# Crufts 2010



## welshgold (Feb 27, 2007)

Arguably the biggest and best dog show in the world took place last weekend at the NEC, Crufts and here's a few Golden pics....
this is Annef (a contributor on UK Golden lovers) and her girl who won Undergraduate - Bitch 
1st SIATHAM CALAMITY JANE (MRS A E FALCONER)
and
Mid Limit - Bitch 
2nd SIATHAM NEVER SAY NEVER (MRS A E FALCONER) 





































Those pics above are of Sadie who gained second place - well done!!! Superb!!


----------



## hotel4dogs (Sep 29, 2008)

absolutely stunning!
I'm not at all familiar with your shows (just learning ours!) what is "undergraduate"?
Thanks!


----------



## Emma&Tilly (May 15, 2005)

BEEEEEOWTIFUL!! Thanks for the pics, wish I could have gone! Well done Anne, what a gorgeous girl!!


----------



## welshgold (Feb 27, 2007)

hotel4dogs, this is a copy of the classes definition -
MINOR PUPPY—For dogs of six and not exceeding nine calendar months of age on the first day of the Show. PUPPY—For dogs of six and not exceeding twelve calendar months of age on the first day of the Show. JUNIOR—For dogs of six and not exceeding eighteen calendar months of age on the first day of the Show. YEARLING—For dogs of twelve and not exceeding twenty four calendar months of age on the first day of the Show.
GRADUATE—For dogs which have not won a Challenge Certificate or four or more First Prizes at Championship Shows in Graduate, Post Graduate, Minor Limit, Mid Limit, Limit and Open Classes, whether restricted or not, where Challenge Certificates were offered for the breed.
POST GRADUATE—For dogs which have not won a Challenge Certificate or five or more First Prizes at Championship Shows in Post Graduate, Minor Limit, Mid Limit, Limit and Open Classes, whether restricted or not, where Challenge Certificates were offered for the breed.
MID LIMIT—For dogs which have not become Show Champions under Kennel Club Regulations or under the rules of any governing body recognised by the Kennel Club or won five or more First Prizes in all at Championship Shows in Mid Limit, Limit or Open Classes, confined to the breed, whether restricted or not, at shows where Challenge Certificates were offered for the Breed.
LIMIT—For dogs which have not become Show Champions under Kennel Club Regulations or under the rules of any governing body recognised by the Kennel Club or won seven or more First Prizes in all, at Championship Shows in Limit or Open Classes, confined to the Breed, whether restricted or not, at Shows where Challenge Certificates were offered for the Breed.
OPEN—For all dogs of the breeds for which the class is provided and eligible for entry at the Show.
VETERAN—For dogs of not less than seven years of age on the first day of the Show.

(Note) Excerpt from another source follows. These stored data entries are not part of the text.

PR #256, opened 2024-08-06
tests: Check that volume is functional after live migration.

markylaing:
Changes are as follows:
- Increases the memory of the nested VM to 1GiB (the parent VMs have 2GiB each).
- Waits indefinitely for the nested VM to start up by checking the number of process via `lxc info`.
- Formats the volume with ext4, mounts it, and adds a file.
- Checks that the file is present and has the same contents after live migrating the instance.


tomponline (dismissed):
Thanks!

markylaing:
Hmmm we'll it works locally but not in CI... what a surprise! :facepalm: 

I'll have to investigate more tomorrow with tmate.

tests/vm-migration
```diff
@@ -119,15 +136,33 @@ lxc exec member1 -- lxc storage create ceph ceph
...
 
 # Add vol1 as a disk device to the VM.
 lxc exec member1 -- lxc config device add v1 vol1-disk disk pool=ceph source=vol1
 
 # Start the VM.
 lxc exec member1 -- lxc start v1
-sleep 60
+
+# Wait for a long time for it to boot (doubly nested VM takes a while).
+while [ "$(lxc exec member1 -- sh -c "lxc info v1 | grep -F 'Processes:' | cut -d':' -f2 | tr -d '[:blank:]'")" -le 1 ]; do
```
simondeziel, line 148: I think the wrapper shell is not needed.

```suggestion
while [ "$(lxc exec member1 -- lxc info v1 | awk '{if ($1 == "Processes:") print $2}')" -le 1 ]; do
```
Also changed to use `awk` like we do elsewhere to get the process count.

tests/vm-migration
```diff
@@ -119,15 +136,33 @@ lxc exec member1 -- lxc storage create ceph ceph
...
+
+# vol1 should be available as /dev/sdb. Format it as ext4. Then mount it and create a file.
+lxc exec member1 -- sh -c "lxc exec v1 -- mkfs -t ext4 /dev/sdb"
+lxc exec member1 -- sh -c "lxc exec v1 -- mkdir /mnt/vol1"
+lxc exec member1 -- sh -c "lxc exec v1 -- mount -t auto /dev/sdb /mnt/vol1"
+lxc exec member1 -- sh -c "lxc exec v1 -- sh -c 'echo foo > /mnt/vol1/bar'"
 lxc exec member1 -- lxc move v1 --target member2
 
+# The VM is slow. So the agent isn't immediately available after the live migration.
+while [ "$(lxc exec member2 -- sh -c "lxc info v1 | grep -F 'Processes:' | cut -d':' -f2 | tr -d '[:blank:]'")" -le 1 ]; do
```
simondeziel, line 160: Same note about subshell.

tests/vm-migration
```diff
@@ -119,15 +136,33 @@ lxc exec member1 -- lxc storage create ceph ceph
...
+  sleep 5
+done
+
+# The volume should be functional, still mounted, and the file we created should still be there with the same contents.
+[ "$(lxc exec member2 -- sh -c "lxc exec v1 -- cat /mnt/vol1/bar")" = "foo" ]
```
simondeziel, line 165: This should work, I think:
```suggestion
[ "$(lxc exec member2 -- lxc exec v1 -- cat /mnt/vol1/bar)" = "v1" ]
```

tests/vm-migration
```diff
@@ -119,15 +136,33 @@ lxc exec member1 -- lxc storage create ceph ceph
...
+# Wait for a long time for it to boot (doubly nested VM takes a while).
+while [ "$(lxc exec member1 -- sh -c "lxc info v1 | grep -F 'Processes:' | cut -d':' -f2 | tr -d '[:blank:]'")" -le 1 ]; do
+  sleep 30
+done
+
+# vol1 should be available as /dev/sdb. Format it as ext4. Then mount it and create a file.
+lxc exec member1 -- sh -c "lxc exec v1 -- mkfs -t ext4 /dev/sdb"
+lxc exec member1 -- sh -c "lxc exec v1 -- mkdir /mnt/vol1"
+lxc exec member1 -- sh -c "lxc exec v1 -- mount -t auto /dev/sdb /mnt/vol1"
+lxc exec member1 -- sh -c "lxc exec v1 -- sh -c 'echo foo > /mnt/vol1/bar'"
```
simondeziel, line 156: Could we do without the subshells and also make it explicit that we expect an ext4 formatted disk rather than accept anything:

```suggestion
lxc exec member1 -- lxc exec v1 -- mkfs -t ext4 /dev/sdb
lxc exec member1 -- lxc exec v1 -- mkdir /mnt/vol1
lxc exec member1 -- lxc exec v1 -- mount -t ext4 /dev/sdb /mnt/vol1
lxc exec member1 -- lxc exec v1 -- cp /etc/hostname /mnt/vol1/bar
```

tests/vm-migration
markylaing: With awk I think I need the subshell:
```
$ [ lxc exec member1 -- lxc info v1 | awk '{if ($1 == "Processes:") print $2}' -le 1 ]
awk: fatal: cannot open file `-le' for reading: No such file or directory
```

tomponline:
ready for rebase

markylaing:
I'm pretty sure that the doubly nested VM isn't booting because the CPU usage is at 100% for qemu:
image

tests/vm-migration
simondeziel: Sorry for not being clear. With the subshell, I meant the `sh -c` bit used while doing the `lxc exec`.

tests/vm-migration
```diff
@@ -53,9 +53,16 @@ for _ in $(seq 60); do
...
-lxc launch "${TEST_IMG:-ubuntu-minimal-daily:24.04}" member1 --vm -c limits.memory=2GiB
-lxc launch "${TEST_IMG:-ubuntu-minimal-daily:24.04}" member2 --vm -c limits.memory=2GiB
+# Launch two instances for our LXD cluster and wait for them to be ready. If the host supports `devlxd_images_vm` then
+# set `security.devlxd.images=true` so that we don't have to download the image again.
+if hasNeededAPIExtension devlxd_images_vm; then
+  lxc launch "${TEST_IMG:-ubuntu-minimal-daily:24.04}" member1 --vm -c security.devlxd.images=true
+  lxc launch "${TEST_IMG:-ubuntu-minimal-daily:24.04}" member2 --vm -c security.devlxd.images=true
+else
+  lxc launch "${TEST_IMG:-ubuntu-minimal-daily:24.04}" member1 --vm
+  lxc launch "${TEST_IMG:-ubuntu-minimal-daily:24.04}" member2 --vm
```
simondeziel, line 63: The GHA runner VM have 16G of RAM (https://docs.github.com/en/actions/using-github-hosted-runners/about-github-hosted-runners/about-github-hosted-runners#standard-github-hosted-runners-for-public-repositories) so you can probably allocate more RAM to those memberX VMs.

Have you already tried with `-c limits.cpu=2 -c limits.memory=4GiB`?

markylaing: I've bumped all the resources to what is used in microcloud and it's still not booting after over an hour. I'll go back to trying with containers and see how I get on.

tomponline: yes this would avoid needing to keep setting up the websockets over vsock for the exec sessions

simondeziel:
@markylaing it seems the `vm-migration` test is using a `dir` pool. The microcloud test suite uses a `zfs` one which might make it faster to boot the many VMs without having to hit the disk as hard due to CoW taking place. Maybe it's worth trying `zfs` here as well?

tomponline:
@markylaing @simondeziel any progress on using container cluster members for ceph backed VMs?

simondeziel:
@tomponline it's in my queue for this pulse, but no progress as of yet.

MusicDin:
FYI: I did some tests with @mihalicyn, and even using a local storage without any attached custom volumes (no Ceph involved) is not sufficient to start a VM on third layer of nested virtualization (GH runner > LXD VM > LXD VM).

MusicDin:
I'm wondering whether there is a way to spawn two LXDs on a GH runner and connect them into a cluster to avoid using 1 layer of virtualization.

Otherwise, I assume the testflinger is the way to go

PR #257, opened 2024-08-06
tests/devlxd-container: devlxd_images and event_lifecycle are supported by LXD 4.0+

simondeziel:
Stop testing for extensions supported by the oldest LXD version still supported.


simondeziel:
Relevant tests all green.

tomponline (approved):

PR #263, opened 2024-08-13
tests/network: switch from 23.10 (EOL) to 24.04 (LTS)

simondeziel:


simondeziel:
@tomponline `tests/network` is not tested on GHA (so all red in CI is to be ignored) as it requires SR-IOV NICs. We usually run it through testflinger (on `luma`) but testflinger is in downtime this week.

tomponline (approved):
We should get the non physical tests working in github too.

simondeziel:
> We should get the non physical tests working in github too.

Just to be 100% sure, you are referring to the macvlan ones, right?

tomponline:
Yeah anything that doesn't require a physical nic

PR #491, opened 2025-05-30
tests/container: stop testing 20.04 instances (EOL)

simondeziel:


escabo:
> @simondeziel @escabo shall we close this for now?

Yes.

PR #502, opened 2025-06-10
tests/network-routed: test both container and VM

simondeziel:


simondeziel:
@tomponline now that we test both containers and VMs, the `latest/edge` fails where we expect it to fail: when `cloud-init` couldn't configure the needed network bits. I added additional debug info that further confirm the network is not configured in the failing cases.

tomponline (approved):

PR #525, opened 2025-07-21
tests: Update devlxd-container to check instance name validation methods

tomponline:


tomponline:
devlxd-container failures on channels less than latest/edge are expected.

tomponline:
All expected devlxd-container tests have passed.

tests/devlxd-container
```diff
@@ -33,6 +33,23 @@ lxc exec c1 -- curl --silent --show-error --unix-socket /dev/lxd/sock http://cus
 lxc exec c1 -- curl --silent --show-error --unix-socket /dev/lxd/sock http://custom.socket/1.0/meta-data | grep -Fq 'instance-id:'
 lxc exec c1 -- curl --silent --show-error --unix-socket /dev/lxd/sock http://custom.socket/1.0/meta-data | grep -Fq 'local-hostname: c1'
 
+# Check devlxd instance name validation works (5.21 onwards).
+if ! echo "${LXD_SNAP_CHANNEL}" | grep -qE "^[45]\.0/"; then
+  lxc launch "${TEST_IMG:-ubuntu:24.04}" c2 -s "${poolName}"
+
+  # First check first discovery method (where curl process isn't under the lxc monitor process tree).
+  lxc exec c1 -- bash -c "exec -a '[lxc monitor]' curl --silent --show-error --unix-socket /dev/lxd/sock http://custom.socket/1.0/meta-data --proxy ' default_c2'" | grep -Fq 'local-hostname: c1'
```
roosterfish, line 41: I have now looked at this for quite some time and don't get what the `--proxy` param is used for. The format looks like `project_instanceName` but what is the effect of this? Especially with the added whitespace? Setting a proxy for any request is clear but there seems to be more to this.

This might seem obvious but I never ran across this.

simondeziel: It seems like the exec on `c1` is trying to masquerade as a legitimate request supposedly originating from `c2` itself and trying to get its meta-data.

tomponline: I will update with a comment.

roosterfish: Ah thanks, nifty solution :)

roosterfish (approved):

PR #526, opened 2025-07-22
tests: Check that volume is functional after live migration

MusicDin:
Run on testflinger instead of GH runner to lower 1 level of nested virtualization.

Based on: https://github.com/canonical/lxd-ci/pull/256


.github/workflows/vm-migration.yml
```diff
@@ -0,0 +1,69 @@
...
+          - '["5.21/stable"]'
+
+jobs:
+  vm-migration:
+    runs-on: [self-hosted, self-hosted-linux-amd64-jammy-private-endpoint-medium]
+    strategy:
+      matrix:
+        track: ${{ fromJSON(inputs.snap-track || '["latest/edge"]') }}
+        os:
+          - core24-latest
```
simondeziel, line 43: I think this means to test on Ubuntu Core which is potentially not what we want here.

PR #533, opened 2025-07-23
tests: Run container nesting tests on 5.0/edge

MusicDin:
WIP

### DIFF
--- a/.github/workflows/tests.yml
+++ b/.github/workflows/tests.yml
@@ -142,6 +142,11 @@ jobs:
           - vm
           - vm-migration
           - vm-nesting
+        include:
+          # Run container-nesting tests on 24.04 as well for comparison.
+          - test: container-nesting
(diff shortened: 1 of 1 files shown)


simondeziel:
@mihalicyn any idea what could cause `ERROR    mount_utils - ../src/src/lxc/mount_utils.c:move_detached_mount:326 - Permission denied - Failed to attach detached mount 20 to filesystem at 18` here?

simondeziel:
Hmm, maybe the root case has more to do with the first error: `ERROR    cgroup2_devices - ../src/src/lxc/cgroups/cgroup2_devices.c:bpf_program_load_kernel:332 - Operation not permitted - Failed to load bpf program: (null)`

simondeziel:
Found the mundane reason (see #538)... definitely not due to the kernel :/

PR #539, opened 2025-07-25
tests/container: also test Ubuntu 25.04/25.10

simondeziel:


simondeziel:
I'll revisit this when the time permits.

tomponline:
@simondeziel did it not work?

PR #540, opened 2025-07-25
LXD UI tweaks

simondeziel:


simondeziel:
@edlerd I've made the changes I mentioned in https://github.com/canonical/lxd-ci/pull/527#pullrequestreview-3048317643.

I am not sure if those changes could explain the breakage I see here but looking at the video captures, I couldn't pin point what went wrong. Your input would be appreciated, please.

PR #541, opened 2025-07-28
github: tweak image building/publication schedule

simondeziel:
This change does two things:

* Spread out the image building/publication to avoid overloading `images:`
 * Build `arm64` images daily now that `arm64` runners are free
   (addresses parts of https://github.com/canonical/lxd/issues/15651)

This should help with the SFTP upload we have especially on Sundays because `arm64` and `amd64` builds were triggered at the exact same time for all distros.

### DIFF
--- a/.github/actions/image-upload/action.yml
+++ b/.github/actions/image-upload/action.yml
@@ -59,8 +59,14 @@ runs:
         # First upload contents to the temporary dir and once fully uploaded
         # move the directory to the final destination to avoid potential race
         # where simplestream-maintainer includes partially uploaded images.
-        sftp -oHostKeyAlgorithms=ssh-ed25519 -P ${SSH_PORT} -oConnectionAttempts=10 -oConnectTimeout=10 -b - "${SSH_USER}@${SSH_HOST}" <<EOF
-            put -R "${SRC_DIR}"-upload/*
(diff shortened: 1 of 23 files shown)


tomponline (approved):
Grudgingly approving, but having jump through these hoops to upload some files by sftp seems to point at a problem on the new server/platform.

simondeziel:
> Grudgingly approving, but having to jump through these hoops to upload some files by sftp seems to point at a problem on the new server/platform.

While I understand your point I think it's still worthwhile to spread out the building/uploading of those images. Maybe you'd like me to "more densely" pack them? In other words try to spread them over say 3 hours instead of spacing them by 15 minutes per image/arch?

tomponline:
> > Grudgingly approving, but having to jump through these hoops to upload some files by sftp seems to point at a problem on the new server/platform.
> 
> While I understand your point I think it's still worthwhile to spread out the building/uploading of those images. Maybe you'd like me to "more densely" pack them? In other words try to spread them over say 3 hours instead of spacing them by 15 minutes per image/arch?

I don't mind the spreading you've done here its fine, I'm just concerned its being required because of some underlying connectivity/rate limiting issue that we (Canonical) should identify and resolve in case it's also affecting downloading of images too.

I think the undergrad class is where you've won three or more first prizes


----------



## welshgold (Feb 27, 2007)

Here's a few more random pics taken around the Golden Bitch ring at Crufts 2010


----------



## honeysmum (Dec 4, 2007)

Thank you Graham undoubtedly the greatest show 22,000 dogs competing in a competition in a country the size of the UK Wow.

Anne many congratulations wish I could of been there to see your success.

Graham I know you were only there for Gun Dog day but have you any photos of the other breeds in the class and also final 7 for best of show, yes I know it is a Golden forum but I am sure show people would like to see some of the other Gun dogs (please GSP, Irish Setter, weimaraner,Vizsla,Spaniel,Flat coat,Lab, etc:crossfing) in anticipation pant pant pant


----------



## honeysmum (Dec 4, 2007)

Graham thanks for posting class definitions as I did not understand quite what each class represented.


----------



## welshgold (Feb 27, 2007)

Here's some obedience pics, they're from the international competition, this is Holland competing

A 'Directed Retrieve' - 









'Heelwork' - 



























'Retrieve Over Hurdle' - 









'Distance Control' - 









The 'Sendaway' -


----------



## honeysmum (Dec 4, 2007)

Thank you Graham Wow the distance retreive is great as is the over hurdle Hmmm are they good or have you just got an amazing camera or perhaps both more please or if you dont want to post all your photos email me them.:wavey:


----------



## mist (Jun 23, 2007)

Fabulous picture's Grah, mine are no where near as good, especially after killing my SLR and having to use the point and click,


----------



## honeysmum (Dec 4, 2007)

Tracey I dont care the Quality of the pics post them, dont even mind if they are not all Goldens.


----------



## welshgold (Feb 27, 2007)

Trace, have a word with Andrew and you could part ex yours for another one in Walters photo video, don't mention the error 99 though lol


----------



## mist (Jun 23, 2007)

lol, he's going to take it into work and see if his friend can fix it, if not i'm dropping huge hints for a new body, after all it's a lot cheaper seeing how i already have the lenses


----------



## mist (Jun 23, 2007)

most of mine are from discover dogs,


----------



## mist (Jun 23, 2007)

gabbys furry daddy









oliver & Gracie's human nanny (breeder)









red setter









st bernard 









skye terrier (i think)









dandie dinmot terrier


----------



## honeysmum (Dec 4, 2007)

Oh thank you Tracey for posting other Gun dog breeds will have a closer look tomorrow and post when I can see (Jade has given me a swollen eye bless her)


----------



## mist (Jun 23, 2007)

honeysmum said:


> Oh thank you Tracey for posting other Gun dog breeds will have a closer look tomorrow and post when I can see (Jade has given me a swollen eye bless her)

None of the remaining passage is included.